- Task item
Filter the entries for the word "search". Copy each line in which it occurs.

Data for processing: Begin

PR #2573, opened 2019-07-30
patient view mutations tab with VAF line chart and oncoprint

adamabeshouse:
- [x] when hovering a line, highlight the whole line
- [x] use the same sample order as in the header
- [x] add the circled numbers
- [x] cross highlight between table and chart.
- [x] turn on new mutations tab using URL parameter - enableMutations=true
- [x] special search terms: oncogenic, hotspot
- [x] downloadable VAF line chart
- [x] tabs for heatmap and VAF chart
- [x] never say wild type, just say not detected, in tooltip
- [x] tab name Genomic Evolution
- [x] dont show mutations in heatmap with no VAF data in any sample
- [x] don't keep hiding it behind enableMutations=true
- [x] hide mutations tab if theres no VAF data for any mutation
- [x] transpose heatmap - sample axis on bottom. have transpose button. start the way it is now.
- [x] curves shouldnt be highlighted when its "show only highlighted". rows shouldnt be highlighted when its "show only highlighted"

**next release:**
- [ ] allow custom ordering of samples https://github.com/cBioPortal/cbioportal-frontend/pull/2727
- [ ] handle case of mutated but no VAF data in heatmap: show some kind of glyph, and make it clusterable
- [ ] allow custom selection of samples (? what does this mean)

https://cbioportal-f-pv-mutatio-c012sw.herokuapp.com/patient/genomicEvolution?caseId=P04&studyId=lgg_ucsf_2014&enableMutations=true
image


jjgao:
@adamabeshouse this is awesome!

@tmazor unfortunately, you cannot access the msk sample. The lgg one gives a taste.

https://www.cbioportal.org/patient/mutations?caseId=P04&studyId=lgg_ucsf_2014

adding others @cBioPortal/product @alisman for comments.

jjgao:
@adamabeshouse it would also be cool to allow custom selection and ordering of samples. I am wondering if we can utilize the header line (similar to comparison page)?

jjgao:
just noticed the sample orders are different from the one in header. It would be good to use the same order.

Is it possible to add the circled number here?

jjgao:
- [ ] when hovering a line, highlight the whole line
- [ ] use the same sample order as in the header
- [ ] add the circled numbers
- [ ] allow custom selection and ordering of samples. I am wondering if we can utilize the header line (similar to comparison page)

adamabeshouse:
lets do custom selection/ordering in a future work/PR?

adamabeshouse:
@jjgao updated

tmazor:
Very cool @adamabeshouse !

Some thoughts...
1) I like the idea of being able to reorder samples in the header!
2) I see you have "cross highlight between table and chart" in your list, and I'm not sure exactly what you have in mind for that, but there are a few ways I can think of that might be nice to link the chart and the table:
    - when I search/filter the table, highlight those mutations in the line chart
    - allow the user to select/click-and-drag mutations in the chart, and then update the table accordingly -- for example, there are several mutations at ~50% in sample 2 and it would be nice to highlight those lines and see what those mutations are in the table 
image
https://www.cbioportal.org/patient/mutations?caseId=P17&studyId=lgg_ucsf_2014
3) The y-axis should probably have a label
4) Since red is used for metastatic samples, maybe we should use a different color for these lines? Maybe something more neutral?

adamabeshouse:
@tmazor @jjgao lets try to be precise with our language because the concepts can get tricky here

so currently we have two concepts: highlighting and selecting. when we mouse over a row in the table, or mouse over a line in the plot, that line and the mutation row get *highlighted*. when we click the checkbox to select a row, only the lines corresponding to the checked rows stay in the VAF plot. 

so what do you have in mind when you're talking about highlighting in response to filtering the table, and to selecting multiple mutations in the plot?

adamabeshouse:
@tmazor @jjgao do we need reordering for the first pass?

schultzn:
This looks really nice. 

Just want to flag a few things for the graph:
1 - the y-axis needs a label
2 - it would be nice to separate the axes from the data, i.e. leave a bit of a gap between the y-axis and the first sample, as well as a gap between 0 and the sample labels
3 - the y-axis needs a label for 0 (zero)

adamabeshouse:
@schultzn thanks niki. Not sure I see the difference between "a gap between y-axis and first sample" and "a gap between 0 and the sample labels". Do you mean just padding on both axes?

schultzn:
Yes, padding on both axes… sorry.

adamabeshouse:
@schultzn updated

tmazor:
@adamabeshouse here's a hopefully more clear description of what I was thinking in (2), using this patient as an example:
https://www.cbioportal.org/patient/mutations?caseId=P17&studyId=lgg_ucsf_2014

- If I filter the table to TP53, I would like the lines in the chart corresponding to those 2 mutations to be highlighted. All other lines would still be visible, but those two mutations would be highlighted in blue.

- If I click on a line in the line chart, that line will be "permanently" highlighted in blue, all other mutations will remain visible in the chart, and the table below will filter to show just the selected mutation.

- Ideally, this could be extended to allow clicking and dragging over multiple lines to select multiple mutations, and the table below would filter to show all selected mutations.

These are slightly different than the checkbox, which essentially remove all other mutations from the line chart. I think it would be useful to have mechanisms to highlight a subset of mutations relative to all other mutations.

adamabeshouse:
> If I click on a line in the line chart, that line will be "permanently" highlighted in blue, all other mutations will remain visible in the chart, and the table below will filter to show just the selected mutation.

Maybe instead of filtering the table in this case, we can sort the selected mutations to the top?


I think it's a bit confusing that theres two kinds of filtering
Filtering the table causes highlighting the curves, and vice-versa
But selecting the mutations causes only showing certain curves

I'm finding that a bit confusing, like there are two similar but not identical mechanisms going on.

I think the reason I find it confusing is that theres no way to *select* a curve from the VAF plot - you have to select it (and thus hide others) from the table. 

I don't think it's inherently confusing to have these two separate mechanisms, but I think the UI should be better. What do you think?

adamabeshouse:
bump @tmazor @jjgao

tmazor:
@adamabeshouse great points!

I don't have a great answer, and will keep thinking, but here's one thought I had:

What if we make the decision to filter vs highlight a user setting?

We could allow users to select mutations in the VAF plot by clicking on lines/dragging over lines and in the mutations table by clicking the check boxes. By default each of those actions highlights the mutations in the other.

Then there could be a button or something that a user could click to filter based on their selections rather than just highlight.

adamabeshouse:
@tmazor  I just talked with @jjgao and we were thinking that maybe we could skip the feature of highlighting curves when filtering the table. That gives a pretty clean situation. We still filter the table on click and on click-drag. And users can still filter the table, then run their mouse over the rows to see the highlighted curves - we couldn't think of a filter use case where this wouldn't be sufficient. What do you think?

tmazor:
sure @adamabeshouse  - that seems reasonable to me

adamabeshouse:
@tmazor @jjgao please see updated heroku build

inodb:
@adamabeshouse this is so cool!	🎉 

It might be useful to have optional log scale on the y axis. Hard to see absence vs presence currently. With CCF this would be less of a problem

tmazor:
@adamabeshouse something isn't working... i can load the patient view mutations tab, but as soon as my mouse hovers over the VAF plot, the screen goes blank and this error appears in the console
image

adamabeshouse:
@tmazor link?

tmazor:
@adamabeshouse https://www.cbioportal.org/patient/mutations?caseId=P01&studyId=lgg_ucsf_2014#navCaseIds=lgg_ucsf_2014:P01,lgg_ucsf_2014:P02,lgg_ucsf_2014:P04,lgg_ucsf_2014:P05,lgg_ucsf_2014:P06,lgg_ucsf_2014:P07,lgg_ucsf_2014:P08,lgg_ucsf_2014:P09,lgg_ucsf_2014:P10,lgg_ucsf_2014:P11,lgg_ucsf_2014:P12,lgg_ucsf_2014:P13,lgg_ucsf_2014:P15,lgg_ucsf_2014:P16,lgg_ucsf_2014:P17,lgg_ucsf_2014:P18,lgg_ucsf_2014:P21,lgg_ucsf_2014:P24,lgg_ucsf_2014:P25,lgg_ucsf_2014:P26,lgg_ucsf_2014:P27,lgg_ucsf_2014:P28,lgg_ucsf_2014:P29

adamabeshouse:
@tmazor updated

inodb:
@adamabeshouse 	if there's only one sample it might be good not to show the tab? https://cbioportal-frontend-pr-2573.herokuapp.com/patient/mutations?caseId=TCGA-BK-A0CC&studyId=ucec_tcga_pub

inodb:
@adamabeshouse 	@tmazor 	noticed another small thing. Looks like a data issue. For some mutations `Ref Reads` is missing and it results in some strange behavior in the plot (the line is not drawn between all samples in the plot):

Screen Shot 2019-08-15 at 2 27 09 PM

tmazor:
ooo good catch @inodb  - the indel caller we used for this study didn't provide allele counts, so none of the indels have allele frequencies - so they show up as 0 in samples that they weren't called in, and N/A in the samples where they were called. I think this came up in the heatmap PR also. Maybe just exclude mutations that don't have allele freqs? I can't really think of a good way to visualize a mutation without an allele freq in this plot.

@adamabeshouse this is looking so awesome! 

One thought - I love how selecting lines in the chart makes the highlight stick! What about doing the same thing from the table? So if I click on a row in the table, that makes the line stay highlighted? When there are many mutations, it can be hard to click on the line of the specific mutation that you might want, so doing it from the table could be easier.

adamabeshouse:
love that idea @tmazor . 

@inodb @tmazor regarding the partial lines, @jjgao and I discussed this. the solution we came up with is:

- if a sample either isnt profiled for the gene, isnt mutated in the gene, or doesnt have complete VAF data for the mutation, then its a "no data" point. 

- a "no data" point that has some "yes data" point to its left *and* right is plotted as a gray dot, with info about the reason for no data in the tooltip, and its y-axis coordinate is given by linear interpolation with the "yes data" points on either side.

- a "no data" point that does not have "yes data" points to its left and right are omitted and the line does not go all the way there.

should we handle it differently?

tmazor:
@adamabeshouse @jjgao I like the plan for "no data" if a gene isn't profiled or a mutation has no VAF data. But if I'm understanding correctly, a sample which is profiled for a gene but doesn't have a particular mutation detected will be classified as "no data"? I think a mutation that is profiled but undetected should be plotted at VAF=0. Imagine a patient with multiple cfDNA samples -- a mutation might be detected at timepoints 1 & 3, but not be detected at timepoint 2. Timepoint 2 might represent a response to therapy or drop in disease burden or an alternate clone emerging or some other biological phenomena -- and that would be lost if we interpolate a VAF for it.

adamabeshouse:
@tmazor I misspoke - yes that is exactly how we're handling it as per @jjgao's specification

adamabeshouse:
@jjgao @tmazor now that we can click to highlight a row, I think the checkbox will become more confusing - we should explicitly add an eye icon to the header of that row, or something, which indicates visibility

adamabeshouse:
@tmazor we're running into a confusing UI double standard:

so when you click on a curve, it highlights it and filters the table. 

now we're suggesting when you click on a row, it highlights the curve. but should it filter the table? if not, then it is a UI incongruence. if so, then it seems to partially defeat the purpose of allowing clicking on the rows, because as soon as you click on the row you cant click on other rows.

adamabeshouse:
@jjgao @inodb @tmazor @schultzn 

Merged the oncoprint into this PR, see updated heroku!

jjgao:
@adamabeshouse @tmazor  I find it confusing to have both selection and highlighting in the table. And the eye icon does not necessarily make it more clear. Maybe we can do the followings:

- Remove the select column
- keep the click and highlight functionality
- provide an option in the line chart to only show the highlighted mutations

tmazor:
woah... there are two mutations tabs....

image

adamabeshouse:
@tmazor oops I have no idea how that happened! should be fixed now

tmazor:
The two mutations tabs was kinda fun, but this is definitely clearer :)

Some thoughts...

1) The Summary tab has thin horizontal lines separating the sections - can we try that here? 
2) I remember a discussion of how to deal with mutations without AFs... has that just not been implemented yet? Because I still see indels (which have no AF in lgg_ucsf_2014) showing up at 0 in the samples where that indel wasn't called.
3) I know we're still finalizing how the table & line chart will interact in terms of highlighting/filtering/etc, but now that the heatmap is on the same page, I think we also need to consider having those interactions include the heatmap. It's weird that right now I can hover over a mutation in the table, and it highlights in the line chart but not in the heatmap. This will obviously require some thought in terms of how to implement it, but I think we need to do something.
4) There are a lot of different styles of tooltips on this page - the line chart, heatmap and table all seem to be slightly different - can that be standardized?
5) Can mutation labels on the heatmap be optional? Or can we add a zoom? It would be nice to have a way to see all mutations at once, which is currently impossible for patients with many mutations.
6) For the heatmap tooltips, when a mutation isn't called, can the tooltip say "Mutation not detected" rather than "wildtype"?

adamabeshouse:
@tmazor on it. Specifically which mutation is problematic for your point (2)?

tmazor:
@adamabeshouse you can use the third mutation in the table (SPRTN) as an example https://cbioportal-frontend-pr-2573.herokuapp.com/patient/mutations?caseId=P04&studyId=lgg_ucsf_2014

tmazor:
Also - another issue I just realized. I had been testing on a large monitor where I could see the two charts & the table all at once. On a 13" laptop screen, it's hard to get the line chart & table to be visible at the same time (because of the heatmap in between). We might need to think about some alternate layouts for this tab.

adamabeshouse:
@tmazor for (6), you mean only when the mutation has reads but is uncalled, right?

adamabeshouse:
@tmazor @jjgao bump ^^

tmazor:
@adamabeshouse 
(6) Yes - I mean when the gene is included on the gene panel, and has reads covering it, and the mutation isn't called.

(3) Yes? I'm just not sure exactly what that looks like, but in general the more similar we can make interactions between the two charts, the better.

adamabeshouse:
@tmazor for (3) I mean would it be sufficient to highlight a column the same way the column is highlighted on mouseover *of the heatmap*

i.e. something like this
image

tmazor:
@adamabeshouse gotcha - yes, that seems reasonable. Maybe also highlight the column label with it (similar to how rows in the table get highlighted)?

adamabeshouse:
@tmazor @jjgao @schultzn bump, could you check it out at http://cbioportal-frontend-pr-2573.herokuapp.com/patient/mutations?caseId=P04&studyId=lgg_ucsf_2014&enableMutations=true

schultzn:
Looks really nice!

A couple of small comments: 
- left-justify log scale / download icon with the line chart, in the example it is not aligned with the chart at all
- is there a need for the show all mutations / only show highlighted mutations? What else would the selection of all vs individual variants be for? At the moment, it looks like one can select "show all" but then select only a couple of mutations (without an apparent effect)
- this seems related, but I can see that I can select specific mutations to be highlighted in the heatmap. However, it is not clear in the table which ones I have selected for that feature. See the screenshot below.
- will this feature be enable by default? What will happen to the current copy-number and mutation fingerprint view? And timeline data? Can users hide and un-hide this new view in any way?


image

jjgao:
@adamabeshouse this looks awesome!

@schultzn This is in the new Mutations tab - we should only show it when there are mutliple samples. Maybe we can release this one first and then integrate it more with timeline and igv view later?

@adamabeshouse I find two ways of selection (checkbox and row click) confusing. I would propose to remove the checkbox column and add an option in the line chart to show only selected mutations.

adamabeshouse:
looping in @tmazor regarding the hiding/selecting issue. what do you think?

tmazor:
I think @jjgao's show all/show selected option for the line chart makes sense. Let's do that.

A few other thoughts:
- The heatmap right now uses the same color for "Mutated but we don't have VAF data" and "No mutation". I think "Mutated but we don't have VAF data" should be a different color. Or maybe mutations without a VAF in any sample just shouldn't be included? That's what we're doing with the line chart, right?
- Can heatmap tooltips say "No mutation detected" rather than "Wildtype (VAF:0)"?
- I can't think of an example to test this, but will there be a different representation for "gene not on panel" vs "gene on panel but VAF=0" for the line chart and heatmap? (for patients with samples sequenced on different panels)

adamabeshouse:
@tmazor It does say no mutation detected when there are supporting reads, but for 0 supporting reads it will just say wild type. And yes it does say "not profiled" vs "wild type"

Just let me know what to do about rendering the various no data cases. I agree that mutated w/o VAF is qualitatively different than wild type.. but I'm not sure what would be useful to show for the purposes of the heatmap.

adamabeshouse:
@jjgao @tmazor @schultzn just pushed an update with all the requested changes. let me know if I missed anything

tmazor:
Ok, let's try this for the heatmap:
First, a question - when the heatmap is clustered, it uses VAF, right? Is it possible to include the mutations without a VAF in the clustering?
- If yes, then when a mutation is detected, but no VAF is available, color the box black and add a legend item for black = "Mutation detected but no VAF reported"
- If no, then mutations that don't have a VAF in at least one sample should not be included in the heatmap

I'm a bit confused about the tooltip texts and what you mean by supporting reads... don't we only know read counts if the mutation was called? This is my proposal for the tooltips:
- If a mutation is called and has a VAF, the VAF is displayed
- If a mutation is called and doesn't have a VAF - well, that's the discussion above
- If a mutation is not called in a sample, but the gene is included in the gene panel used for that sample, then the tooltip should say "Mutation not detected"
- If a mutation is not detected in a sample, and the gene is not part of the gene panel, then the tooltip should say "Not profiled"

src/pages/patientView/PatientViewPage.tsx
```diff
@@ -269,22 +265,36 @@ export default class PatientViewPage extends React.Component<IPatientViewPagePro
...
+                return Promise.resolve(new SampleManager(patientData.samples!));
+            }
+        },
+        default: null
+    });
 
     public render() {
-
-        let sampleManager: SampleManager | null = null;
+        const sampleManager = this.sampleManager.result!;
```
alisman: i know we've debated this before but i just find this so weird.  it's not a sampleManager, it's a sampleManagerPromise.   Data I can deal with being packaged with the business of its loading, but I a whole object like this is stranger.  I would rather just see a list of awaited promises out in the open.

src/pages/patientView/clinicalInformation/PatientViewPageStore.ts
```diff
@@ -619,6 +638,47 @@ export class PatientViewPageStore {
...
     }, []);
 
+    readonly coverageInformation = remoteData<CoverageInformation>({
+        await:()=>[
+            this.mutatedGenes,
+            this.samples,
+            this.molecularProfilesInStudy
+        ],
+        invoke:async()=>{
+            const sampleMolecularIdentifiers:SampleMolecularIdentifier[] = [];
```
alisman: this whole invoke could use comments

src/pages/patientView/mutation/PatientViewMutationsDataStore.ts
```diff
@@ -0,0 +1,104 @@
...
+
+    public get onlyShowSelectedInTable() {
+        return this._onlyShowSelectedInTable;
+    }
+
+    public get onlyShowSelectedInVAFChart() {
+        return this._onlyShowSelectedInVAFChart;
+    }
+
+    public setMouseOverMutation(m:Readonly<Mutation>|null) {
```
alisman: action?   i know these only set one thing, but i think it's good for less experienced devs to keep ethic "always make mutating methods actions".

src/pages/patientView/mutation/PatientViewMutationsDataStore.ts
```diff
@@ -0,0 +1,104 @@
...
+
+    public setOnlyShowSelectedInVAFChart(o:boolean) {
+        this._onlyShowSelectedInVAFChart = o;
+    }
+
+    @action
+    public toggleSelectedMutation(m:Readonly<Mutation>) {
+        const key = mutationIdKey(m);
+        if (this.selectedMutationsMap.has(key)) {
+            this.selectedMutationsMap.delete(key);
```
alisman: would be interesting to discus whether we should be using maps like this or more immutable approach where we use lodash methods to replace entire reference.  i'm not totally sure.

src/pages/patientView/mutation/VAFLineChart.tsx
```diff
@@ -0,0 +1,773 @@
...
+                            fill:"white",
+                            strokeWidth:2,
+                            opacity:1,
+                            pointerEvents:"none"
+                        }}
+                    />
+                ));
+
+                return (
+                    <Portal isOpened={true} node={this.highlightContainer}>
```
alisman: curious why this is in a portal

src/pages/patientView/mutation/VAFLineChart.tsx
```diff
@@ -0,0 +1,773 @@
...
+        } else {
+            return (
+                <div style={{
+                    display:"flex",
+                    justifyContent:"center",
+                    alignItems:"center",
+                    height:this.svgHeight,
+                    width:"100%"
+                }}>
+                    No VAF data to show. Select mutations below or un-check the "{SHOW_ONLY_SELECTED_LABEL}" filter above.
```
alisman: should this be `${SHOW_ONLY_SELEcTED_LABEL}` . ??

src/pages/patientView/mutation/oncoprint/MutationOncoprint.tsx
```diff
@@ -0,0 +1,571 @@
...
+            const mutations = [];
+            for (const d of this.mutations) {
+                mutations.push({
+                    mutation: d,
+                    id: generateMutationIdByGeneAndProteinChangeAndEvent(d)
+                });
+            }
+            return Promise.resolve(
+                _.chain(mutations)
+                    .uniqBy((m:any)=>m.id)
```
alisman: how come any?

src/shared/lib/invertIncreasingFunction.ts
```diff
@@ -1,9 +1,41 @@
+function findXRange(
+    func:(x:number)=>number,
+    y:number
+) {
+    // find lower
+    let lower = 0;
+    let step = 1;
+    while (func(lower) > y) {
+        if (lower < Number.MIN_SAFE_INTEGER) {
+            debugger;
```
alisman: debugger

src/shared/lib/invertIncreasingFunction.ts
```diff
@@ -1,9 +1,41 @@
+function findXRange(
```
alisman: seems like this could use tests

src/pages/patientView/clinicalInformation/PatientViewPageStore.ts
```diff
@@ -882,6 +954,53 @@ export class PatientViewPageStore {
         return this.mergedDiscreteCNAData;
     }
 
+    @computed get existsSomeMutationWithVAFData() {
+        return _.some(this.mergedMutationDataIncludingUncalled, mutationList=>{
+            return _.some(mutationList, m=>{
+                const vaf = getVariantAlleleFrequency(m);
+                return vaf != null && vaf > 0;
```
alisman: we should discuss whether we think this should have a test or not.

src/pages/patientView/PatientViewPage.tsx
adamabeshouse: but it shouldnt be recomputed on every render. so then it would be in a @computed. but then we need to duplicate the list of dependencies in render() as in @computed which IMO is not good at all

src/pages/patientView/mutation/VAFLineChart.tsx
adamabeshouse: ah its legacy from when I had to (1) put those in an observer (2) put those somewhere inside the victory component due to layering. but now since it just goes on the top it's not necessary. I'll simplify.

src/pages/patientView/mutation/oncoprint/MutationOncoprintUtils.ts
```diff
@@ -0,0 +1,150 @@
...
+    return _.groupBy<IMutationOncoprintTrackDatum>(allData, d=>d.mutationId);
+}
+
+export function makeMutationHeatmapData(
+    samples:Sample[],
+    mutations:Mutation[],
+    coverageInformation:CoverageInformation,
+    mode:MutationOncoprintMode
+) {
+    const mutationsByKey = _.keyBy(mutations, generateMutationIdByGeneAndProteinChangeAndEvent);
```
adamabeshouse: tests

src/shared/components/mutationTable/MutationTable.tsx
```diff
@@ -481,6 +493,41 @@ export default class MutationTable<P extends IMutationTableProps> extends React.
                 userEmailAddress: this.props.userEmailAddress,
                 studyIdToStudy: this.props.studyIdToStudy
             })),
+            filter: (d:Mutation[], filterString:string, filterStringUpper:string)=>{
+                (window as any).data = this.props.oncoKbData;
```
adamabeshouse: delete

src/pages/patientView/mutation/VAFLineChart.tsx
```diff
@@ -0,0 +1,773 @@
...
+        return order;
+    }
+
+    @computed get sampleIdIndex() {
+        return stringListToIndexSet(this.sampleIdOrder);
+    }
+
+    @computed get renderData() {
+
+        const grayPoints:IPoint[] = []; // points that are purely interpolated for rendering, dont have data of their own
```
adamabeshouse: tests

src/pages/patientView/SampleManager.tsx
```diff
@@ -58,7 +58,8 @@ export function sortSamples(samples: Array<ClinicalDataBySampleId>,
         let eventOrdering = collectionDayMap[id];
 
         // 2. if cases have derived normalized case types, put primary first
-        let sampleTypeIndex = sampleTypeOrdering.indexOf(clinicalDataLegacyCleanAndDerived[id].DERIVED_NORMALIZED_CASE_TYPE);
+        const caseType = clinicalDataLegacyCleanAndDerived[id].DERIVED_NORMALIZED_CASE_TYPE;
+        let sampleTypeIndex = caseType ? sampleTypeOrdering.indexOf(caseType.toLowerCase()) : -1;
```
alisman: instead of first assigning -1 and then correcting it on ln 64, could we just assing sampleTypeOrdering.lenth in the ternary?

src/pages/patientView/mutation/PatientViewMutationsDataStore.ts
```diff
@@ -0,0 +1,104 @@
...
+            const selectedFilter = !this._onlyShowSelectedInTable || this.selectedMutations.length === 0 || _.some(this.selectedMutations, m=>mutationMatch(d, m));
+
+            return stringFilter && selectedFilter;
+        });
+    }
+
+    constructor(getData:()=>Mutation[][]) {
+        super(getData);
+
+        this.dataHighlighter = (d:Mutation[])=>{
```
alisman: i don't feel like you used to use single letter variables like this.  i find it kind of hard to follow.

src/shared/components/oncoprint/DeltaUtils.ts
```diff
@@ -25,6 +25,7 @@ import {
 } from "./TooltipUtils";
 import {MolecularProfile} from "../../api/generated/CBioPortalAPI";
 import {AlterationTypeConstants} from "pages/resultsView/ResultsViewPageStore";
+import ifndef from "../../lib/ifndef";
```
alisman: if not defined?  hard to know what this is

adamabeshouse: oh sorry, ifndef is a preprocessor command from C that does the same thing, so I thought it would work as a name.

It stands for if not defined

src/pages/patientView/SampleManager.tsx
adamabeshouse: good call

src/pages/patientView/mutation/PatientViewMutationsDataStore.ts
adamabeshouse: oh  sorry, let me change that

src/pages/patientView/SampleManager.tsx
adamabeshouse: oh I just realized, that doesn't capture the case when `sampleTypeOrdering.indexOf(caseType.toLowerCase())` is -1

alisman:
@adamabeshouse Adding a little padding here

image

alisman:
@adamabeshouse noticed a bug, if you click a single sample (header of page), we get an exception and page breaks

Data for processing: End

- Final answer
- [x] special search terms: oncogenic, hotspot
    - when I search/filter the table, highlight those mutations in the line chart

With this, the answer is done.